Which of the lines below include the word "apis"? Pull each one out.

Records provided:
-- -- --
PR #3516, opened 2026-08-08
feat: retrievers API codegen, templates and unit tests

### LINKED ISSUE #3513: Support for hybrid search via `retriever` API in DSL
## What
It would be nice to have first class support for the `retriever` API. Specifically, I would like to be able to configure hybrid RRF searches.

## Why
Currently the Python DSL supports the old `rank` API, which I believe is deprecated on 9.x.

As far as I can see there is no support for the newer `retriever` API which I would like to use for RRF hybrid search in the DSL. If I wanted to do this I think I would have to do something like: 
```python
s = AsyncSearch(index="my-index").extra(
    retriever={
        "rrf": {
            "retrievers": [
                {"standard": {...}},
                {"knn": {...}},
            ],
            "rank_constant": 20,
            "rank_window_size": 100,
        }
    }
)[:10]
```

It would be great to be able to configure this with a `retriever` method on `SearchBase`. 

This doesn't look like a small change though as per the [docs](https://www.elastic.co/docs/reference/elasticsearch/rest-apis/retrievers) the `retriever` API supports seven quite different retrievers, not just RRF that I'm interested in. Presumably these would need to all be implemented together. 

My idea would be to Add a `Retriever` base class in the mould of the `Query` base class.

tom-whitehead:
Resolve #3513 

## Description of changes
- This PR adds first class support for the [retrievers API](https://www.elastic.co/docs/reference/elasticsearch/rest-apis/retrievers) to the Python DSL. 
- I followed the existing codegen pattern, largely copying the template from query and simplifying/adding new functionality where needed. Most notably there were a couple of places (`InnerRetriever` in `linear` and `RRFRetrieverComponent` in `rrf` that needed some custom logic for the to and from dict serialisation to work. This was all largely written by me and reviewed by Claude.
- Added unit tests in a similar style to the query ones. These were largely generated by Claude and reviewed by me. 

## Testing
- All unit tests pass, including the difficult cases mentioned involving `InnerRetriever` and `RRFRetrieverComponent`. 
- For all retrievers possible I've executed queries against my enterprise cluster and verified they work. This wasn't possible for `RuleRetriever` as I didn't have any rule sets and `TextSimilarityRerankerRetriever` as I didn't have a compatible reranking endpoint/model.
- I've also tested printing queries with `to_dict` and running them straight in the ES console, again against one of my company's indices.


utils/dsl-generator.py
```diff
@@ -58,8 +65,11 @@
 }
 
 
+ACRONYMS = {"ip": "IP", "rrf": "RRF"}
```
tom-whitehead, line 68: I was getting `RrfRetriever` from the `property_to_class_name` function below, but `RRFRetrieverComponent` in `types.py` straight from the spec so I thought it was better to make them consistent.

utils/dsl-generator.py
```diff
@@ -296,25 +306,29 @@ def get_python_type(self, schema_type, for_response=False):
                     self.interfaces.append("PipeSeparatedFlags")
                 return '"types.PipeSeparatedFlags"', None
             else:
-                # generic union type
-                types = list(
-                    dict.fromkeys(  # eliminate duplicates
-                        [
-                            self.get_python_type(t, for_response=for_response)
```
tom-whitehead, line 303: `dict.fromkeys` crashed when `get_python_type` returns a `dict` instead of `None` for `_params_dsl` here as it's not hashable, notably for `RRFRetriever`'s `RRFRetrieverComponent`.

utils/dsl-generator.py
```diff
@@ -296,25 +306,29 @@ def get_python_type(self, schema_type, for_response=False):
...
-                return "Union[" + ", ".join([type_ for type_, _ in types]) + "]", None
+                    return next(iter(types.items()))
+
+                # NOTE: In cases of multiple types in the Union that have different
+                # `DslBase._param_defs`, None will be returned. This would break
+                # `to_dict` serialisation. Fortunately, no such cases exist in the
+                # ElasticSearch schema as it would require a wholesale refactor.
+                params = [param for param in types.values() if param]
+                param = params[0] if len(params) == 1 else None
+                return "Union[" + ", ".join(types) + "]", param
```
tom-whitehead, line 324: Hardcoding `None` here for the `_params_dsl` meant that `RRFRetriever` didn't get `_params_dsl` for the type of it's parameter `retrievers`. This meant that `to_dict` didn't convert the inner retriever properly to a dict but left it as an object.

utils/dsl-generator.py
```diff
@@ -34,17 +34,24 @@
...
 # map with Elasticsearch type replacements
 # keys and values are in given in "{namespace}:{name}" format
 TYPE_REPLACEMENTS = {
     "_types.query_dsl:DistanceFeatureQuery": "_types.query_dsl:DistanceFeatureQueryBase",
 }
 
+# interfaces that wrap a DSL type and so need its shortcut applied on assignment
+# keys are in "{namespace}:{name}" format
+INTERFACE_PARAMS = {
+    "_types:InnerRetriever": {"type": "retriever"},
```
tom-whitehead, line 52: `LinearRetriever` didn't get `_param_dsl` for `retrievers: Sequence[InnerRetriever]` which meant the object wasn't getting properly converted to a dictionary on calls to `to_dict`.

tom-whitehead:
Hey @margaretjgu, thanks for the review. One of these led to a change that I will push (3). The others I don't think are genuine issues 😅. I think the LLM reviewer needed more context than just the PR diff as they all referenced things outside of the PR scope. 

1. Bug: `_retriever` not deep-copied in `_clone`
Nothing is deep-copied in clone. The only copying is done shallow copying of containers, the underlying objects are not copied. The docstring says this too "Performs a shallow copy of all the underlying object". The `_retriever` implementation here is in line with how it's done for `query` and `post_filter` which are not containers ([ref](https://github.com/elastic/elasticsearch-py/blob/00d3c7e9e5d876c13245a082941d732532a16773/elasticsearch/dsl/search_base.py#L493)). 

2. Bug: `R()` passes `_proxied` object back unchanged when it's a `RetrieverComponent`
`RetrieverComponent` is an `AttrDict`, which has no `_proxied` attribute so this isn't correct. Also that conditional is unreachable in the case of an `AttrDict` which has already been converted to a Python `dict` and gone down the `MutableMapping` arm of `R`.

3. Potential issue: `update_from_dict` retriever cast is unsafe
This isn't really an issue as, even though technically `R` can return an `AttrDict` (`RetrieverComponent`), it will always be in a list of retrievers, in an outer `Retriever` if it has a valid request shape. Anything that has an unsafe cast would be an invalid retriever query. The `RetrieverComponent(AttrDict)` represents a `Retriever` wrapped with a weight and/or normalizer inside a list on `rrf` or `linear` outer retriever. I have added a new validation helper function though and removed the `cast` calls – a `ValueError` will be thrown for an invalid retriever request shape instead of a round-trip for a 400. Test case added too.

4. `RetrieverComponent.to_dict` override is pointless
I think the AI review doesn't have the necessary context here 🧐. The override defaults `recursive: bool = True` which is the opposite to `AttrDict.to_dict`. Flipping that boolean flag is the sole point of the class. Without it `RetrieverComponent({"retriever": StandardRetriever(...), "weight": 2.0}).to_dict()` yields `{'retriever': StandardRetriever(query=Match(...)), 'weight': 2.0}` (i.e. the nested retriever remains as an object). There's a test case for this one too (`test_rrf_retriever_component_with_weight_to_dict`).

5. `DiversifyRetriever` passes `lambda_` but the ES API field is lambda
Again the necessary context was not in the review it seems. This is handled in `DslBase._setattr` ([ref](https://github.com/elastic/elasticsearch-py/blob/00d3c7e9e5d876c13245a082941d732532a16773/elasticsearch/dsl/utils.py#L381)). I added `lambda_` to the `RESERVED` mapping. There's a test case for this (`test_diversify_serializes_lambda_without_trailing_underscore`).

Hope this clears everything up.

margaretjgu:
Thanks Tom, we're trialing some ai review tooling to facilitate us with reviews from a surge of external contributions....some may be hit or miss haha. Thanks for addressing the initial AI review at your own discretion. 

Since this is an enhancement and not impacting normal functionality, its currently lower priority on my review list. I will find time to review this within the next few weeks, thanks :)

tom-whitehead:
Hey @margaretjgu, understood, thank you very much.

On the AI reviewer front, the Claude code GHA works really well. It might need some prompt engineering, but you can check out the whole PR branch and also have a step to fetch additional context like the ES spec JSON file too.

utils/templates/retriever.py.tpl
```diff
@@ -0,0 +1,203 @@
...
+
+    # s.retriever = R("standard", query=s.query)
+    if hasattr(name_or_retriever, "_proxied"):
+        return cast(RProxiedProtocol[_T], name_or_retriever)._proxied
+
+    # "standard", query={"match": {"title": "python"}}
+    return Retriever.get_dsl_class(name_or_retriever)(**params)
+
+
+class Retriever(DslBase):
```
margaretjgu, line 134: `_as_retriever` is in `retriever.py` but not in this template. So the next generator run will wipe it, and `search_base.py` also imports it.... please copy the helper here.

utils/dsl-generator.py
margaretjgu: This looks a bit problematic... the union `_param_defs` change in dsl-generator applies to **every union**, not just retrievers...this is a breaking change. This may be the right fix for rrf's retrievers field, but it also means the next full codegen could change `query/aggs/field`. 

Can you run python utils/dsl-generator.py on this branch and say whether those files diff? 
if those two stay contained, I am not worried about the retriever classes themselves. Otherwise, I'm more keen on kjeping it `.extra(retriever=...)` which already works

tom-whitehead: Hey @margaretjgu thanks for reviewing. This isn't problematic, the union type hints generated here are exactly the same as before. I ran the full generation using `nox -s format` in the creation of this PR which runs the generator and formatting. There's no diff on any file other source file other than the creation of retrievers.py and the new interfaces added to `elasticsearch/dsl/types.py`, which is expected. `query`/`aggs`/`field` are all unchanged.

utils/templates/retriever.py.tpl
tom-whitehead: Yeah sorry good point I think I hacked it together then forgot to move it into the template. 

FYI, when I rerun the generation now there are some other changes in the spec that are going to get rolled into this PR. Notably, `DenseVectorIndexOptions` class gets updated to add a bunch of DiskBBQ-specific options.

utils/dsl-generator.py
tom-whitehead: Just re-ran and pushed a full generation now. As mentioned below some other spec changes on `DenseVectorIndexOptions` have been included in this PR as a result.

utils/templates/retriever.py.tpl
tom-whitehead: Done! 😃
-- -- --
Solution to this problem:
This doesn't look like a small change though as per the [docs](https://www.elastic.co/docs/reference/elasticsearch/rest-apis/retrievers) the `retriever` API supports seven quite different retrievers, not just RRF that I'm interested in. Presumably these would need to all be implemented together. 
- This PR adds first class support for the [retrievers API](https://www.elastic.co/docs/reference/elasticsearch/rest-apis/retrievers) to the Python DSL. 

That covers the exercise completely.